第175回 Gの遺伝子 〜ガンダム Gのレコンギスタ〜

 腹巻猫です。菅野祐悟さんの「PSYCHO-PASS IN CONCERT」へ行ってきました。ストリングスとピアノとシンセサイザーを中心にした独特の編成、声優の台詞を曲の合間に挟む趣向など、工夫を凝らした演出と演奏に大満足。アニメ音楽コンサートの新しいスタイルを示したステージでした。特に印象に残ったのは、ピアノ、キーボード、シンセドラム、指揮、DJ、MCと八面六臂の活躍をした菅野さんのエネルギッシュな姿。3月には「菅野祐悟スプリングコンサート2020」も予定されているので、ファンはお聴き逃しなく。
https://one-music.jp/images/information/2020springchirashi.pdf


 今回は菅野祐悟が『PSYCHO-PASS|2』と同時期に手がけた『ガンダム Gのレコンギスタ』の音楽を取り上げたい。
 『PSYCHO-PASS』は昨年10月からTVシリーズ第3期『PSYCHO-PASS|3』が放送され、『Gのレコンギスタ』も昨年11月から劇場版全5部作の公開が始まった。その音楽は対照的だ。『PSYCHO-PASS』は電子サウンドと生音をブレンドした緊張感に富んだ音楽。いっぽう、『Gのレコンギスタ』は生楽器中心のオーソドックスなスタイルの音楽である。『PSYCHO-PASS』は新作が作られるたびに音楽をアップデートしているのに対し、『Gのレコンギスタ』は最初のTVシリーズで作られた音楽をそのまま使い続けている。しかし、それが全然古くなく、今聴いても瑞々しく聴こえる。

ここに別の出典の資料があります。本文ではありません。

PR #258, opened 2020-08-17
Improve debugging info when some effects are still running issue happen

mackoj:
When you have a `Some effects are still running issue` error it can be really hard to debug.

In order to help understand what is happening I'm using the signpost data in order to have a better understanding of the Effect and Action that has been happening and that are not finished.

FWIW the implementation is pretty naive but working if you are interest in it I will take more time to improve it.

### What I have tried before making this

I have tried a various way to know witch was the effect that poses an issue for me but this way was the only really precise way to give me this info.

When I tried:
- to add `.debug()` on my reducer it was printing Effect that had the issue as if they where working normally
- or use the `.signpost()` I discover that I can't record a test when using the profiler and in normal mode it was working
- backtrace, breakpoint and the classic debug method didn't help either

### What it look like

As you can see on the image below `EngineContainerAction.searchEngineView(.launchLRSearch)` never finishes. 

| signpost(disabled) | signpost(enabled) | signpost(enabled) with a prefix(💥) | 
| --- | --- | --- |
| Capture d’écran 2020-08-18 à 01 04 20 | Capture d’écran 2020-08-18 à 01 18 06 | Capture d’écran 2020-08-18 à 01 19 03 | 

_I did remove the extra space above the new text on the first snapshot and the Optional()_

### How to use it

**signpost(disabled)**
```swift
    let localTestStore = TestStore(
      initialState: engineState,
      reducer: engineContainerReducer,
      environment: env
    )
``` 

**signpost(enabled)**
```swift
    let localTestStore = TestStore(
      initialState: engineState,
      reducer: engineContainerReducer.signpost(),
      environment: env
    )
```

Have a great day.

### DIFF
--- a/Sources/ComposableArchitecture/Debugging/ReducerInstrumentation.swift
+++ b/Sources/ComposableArchitecture/Debugging/ReducerInstrumentation.swift
@@ -13,6 +13,7 @@ struct SignpostData {
           \(log.joined(separator: "\n"))
       """
     }
+    return ""
   }
   
   var unfinishedContent : String {
@@ -23,6 +24,7 @@ struct SignpostData {
           \(unfinished)
       """
     }
+    return ""
   }
 }
 
--- a/Sources/ComposableArchitecture/Debugging/ReducerInstrumentation.swift
+++ b/Sources/ComposableArchitecture/Debugging/ReducerInstrumentation.swift
@@ -1,6 +1,33 @@
 import Combine
 import os.signpost
 
+struct SignpostData {
+  var log : [String] = []
+  var unfinished : [String:String] = [:]
+  
+  var logContent : String {
+    if !log.isEmpty {
+      return """
+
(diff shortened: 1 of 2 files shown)


mackoj:
My issue was `.receive(on: environment.mainQueue)` wasn't working has expected when called before `.catchToEffect()` if it help someone with the same issue.

stephencelis:
Hey @mackoj! We have plans on improving some of the experience here, and in the beta period would print out a description of the effects in flight, but weren't quite happy enough with the quality of the output, so we put it on the back burner. We definitely want to revisit this in the future, though!

mackoj:
Hi @stephencelis  I will re-open this I have upgraded the output and the usefulness of it.

mackoj:
@stephencelis I have re-open a new PR about this with a way more useful insight of how to fix it.

PR #260, opened 2020-08-18
Removed unused `currentTab` property

nmccann:
While reviewing how to handle shared state, I was confused as to why a nested state object was being passed the `currentTab`, and found that it was being unused. I could see some valid use cases in which you'd need to do this, but in all such cases I'd expect the nested state (or one of it's children) to use the property - so I'm guessing this was unintentional.

### DIFF
--- a/Examples/CaseStudies/SwiftUICaseStudies/01-GettingStarted-SharedState.swift
+++ b/Examples/CaseStudies/SwiftUICaseStudies/01-GettingStarted-SharedState.swift
@@ -34,7 +34,6 @@ struct SharedState: Equatable {
   var profile: ProfileState {
     get {
       ProfileState(
-        currentTab: self.currentTab,
         count: self.counter.count,
         maxCount: self.counter.maxCount,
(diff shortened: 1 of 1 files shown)


stephencelis:
Hey @nmccann! Thanks for taking the time to PR. It's a lil subtle but we are in fact using `currentTab` in profile state. When you're in the profile screen and tap "reset", this not only resets the counter to zero, it will also flip you back to the counter tab:

https://github.com/pointfreeco/swift-composable-architecture/blob/main/Examples/CaseStudies/SwiftUICaseStudies/01-GettingStarted-SharedState.swift#L60-L61

nmccann:
Ah, you are totally right. That isn’t particularly obvious, but I should have realized it was intentional. I’ll close this PR and I’ll open another one that adds a test case at least for this particular situation (to avoid anyone else thinking something similar in the future), and I’ll try to add test cases for the other functionality if time allows.

Thank you again for your work on this architecture!

PR #261, opened 2020-08-18
Add a simple way to reduce diff content to the bare minimum

mackoj:
When you have a huge state diff between two state is not practical if you have only a few changes it could take you a long time to find them and sometime if the content is too big it will not even been shown.

This implementation is pretty naive but working if you are interest in it I will take more time to improve it.

It basically add a diffMode for state and actions in order to reduce them to only what is different.

| before | after |
| --- | --- |
| [incompleteDiff_480.mov.zip](https://github.com/pointfreeco/swift-composable-architecture/files/5093246/incompleteDiff_480.mov.zip) | Capture d’écran 2020-08-19 à 01 18 06 |

I still need to add a way to show the path of the property above each difference.

Hope it helps.

Cheers,

### DIFF
--- a/Sources/ComposableArchitecture/Internal/Debug.swift
+++ b/Sources/ComposableArchitecture/Internal/Debug.swift
@@ -144,9 +144,9 @@ func debugOutput(_ value: Any, indent: Int = 0) -> String {
   return debugOutputHelp(value, indent: indent)
 }
 
-func debugDiff<T>(_ before: T, _ after: T, printer: (T) -> String = { debugOutput($0) }) -> String?
+func debugDiff<T>(_ before: T, _ after: T, _ mode : DiffMode = .full, printer: (T) -> String = { debugOutput($0) }) -> String?
 {
-  diff(printer(before), printer(after))
+  diff(printer(before), printer(after), mode)
 }
 
 extension String {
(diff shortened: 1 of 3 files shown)


stephencelis:
We can definitely see customization here being useful, so thanks for sharing this draft. We'll discuss and think on this a bit.

wendyliga:
I can see this feature will be useful, not to mention, `xcode` XCTFail description is not scrollable, so you need to and manual new line on your test file. i feel that

wendyliga:
@mackoj should the `filtered` mode provide the parent scope of the context ?

example:
```swift
struct Verification {
   let id: Int
}
struct User {
   let id: Int
   let name: String
   let email: String
   let verification: Verification
}

let userBefore = User(id: 0, name: "Joe", email: "blob@email.com", verification: Verification(id: 100))
let userAfter = User(id: 0, name: "Joe", email: "blob@email.com", verification: Verification(id: 999))
let diff = debugDiff(userBefore, userAfter, mode: .filtered)
```

output will be
```
   - id: 100
   + id: 999
```

but this doesn't explain what id it is outside the indentation, maybe, for context inside indentation like verification id, we can provide the parent context ?

```
   Verfication:
     - id: 100
     - id: 999
```

mackoj:
Hi @wendyliga,

I totally agree that having the context of the properties in this case `User.Verification:`(represented above the diff) helps a lot. But I didn't take the time to implement it this PR, because the goal of this PR was to show how much this kind of feature could be helpful and doing minimal modification.

FWIW I did have a branch before that used to have it(https://github.com/pointfreeco/swift-composable-architecture/pull/211) I don't know if this branch still works 🤷‍♂️.

You are welcome to try to implement here if you want.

 『ガンダム Gのレコンギスタ』は2014年10月より2015年3月まで放送されたTVアニメ作品。富野由悠季監督が『∀ガンダム』(1999)以来15年ぶりに手がけるTVシリーズの『ガンダム』として話題になった。
 舞台は宇宙世紀が終焉して1000年後の未来、リギルド・センチュリー(R.C.)1014年。軌道エレベータを守る防衛隊キャピタル・ガードの候補生ベルリ・ゼナムは、初めての実習中に謎のモビルスーツ・G‐セルフとそのパイロットの少女アイーダを捕獲する。アイーダに運命的な絆を感じたベルリは、やがてG‐セルフのパイロットとなり、アイーダとともに、地上と宇宙に散らばる勢力が入り乱れる宇宙戦争に巻き込まれていく。
 全26話のシリーズに収まりきらないほどのドラマと設定が盛り込まれた作品だ。放送当時は「わかりにくい」という声もあった。ちょっとした描写やセリフにも意味があり、ボーッとながら見していると置いていかれる。しかし、筆者はかなり好きである。高密度のドラマと映像が独特のドライブ感を生んで、それに身をまかせているだけでも心地よい。次世代のガンダムを作り出そうという意欲が画面から伝わってくる。
 音楽の菅野祐悟は、これが初のガンダムシリーズへの参加。富野由悠季監督とも初仕事である。『Gのレコンギスタ』が放送された2014年、菅野祐悟は『PSYCHO-PASS|2』以外にも『ジョジョの奇妙な冒険 スターダストクルセイダース』、NHK大河ドラマ『軍師官兵衛』といったビッグタイトルを手がけている。2004年にTVドラマ『ラストクリスマス』で本格的に映像音楽デビューしてから10年。サウンドトラックの作曲家として脂が乗り、大きな成長を遂げた記念すべき年だ。
 富野監督によれば、『Gのレコンギスタ』は「脱ガンダム」をめざした作品。その音楽を書く作曲家として「次の方向性を探している作家」を探した結果、見つけたのが菅野祐悟だった。実際、菅野祐悟は常に最先端のサントラを模索し続けている作曲家。その人選に間違いはなかった。
 菅野祐悟の音楽作りは富野監督への取材から始まったという。メニュー表の1曲1曲に対して「根掘り葉掘り取材をした」(サントラ盤解説書所収の対談より)。しかし、そこは富野監督のこと。ストレートな答えが返ってくるとは限らない(実際、富野監督は「はじめのメニューなんてダミーでしかない」と発言している)。菅野祐悟が全曲デモを作って提出すると、監督から1曲ずつ丁寧な直筆の手紙が返ってきた。
 初回メニューで作った曲数はおよそ70曲。さらに追加で20曲ほどが作られている。26話のTVシリーズの音楽としてはそうとう多い曲数だ。それは『Gのレコンギスタ』が内包するドラマの多面性の反映であり、音楽に託された期待の反映でもある。
 本作の音楽、宇宙戦争を扱ったガンダムシリーズの音楽としてはちょっと異色の印象を受ける。ロボットアニメに必須の戦闘曲やサスペンス曲も作られているが、そうした曲よりも、日常曲や心情曲が印象的なのだ。敵・味方の図式に染まらず、どこかエレガントで、聴いていて元気が出る音楽である。そこも『PSYCHO-PASS』とは対照的で、『Gのレコンギスタ』の音楽は同時代性よりも普遍性を意識した音楽だと筆者は感じた。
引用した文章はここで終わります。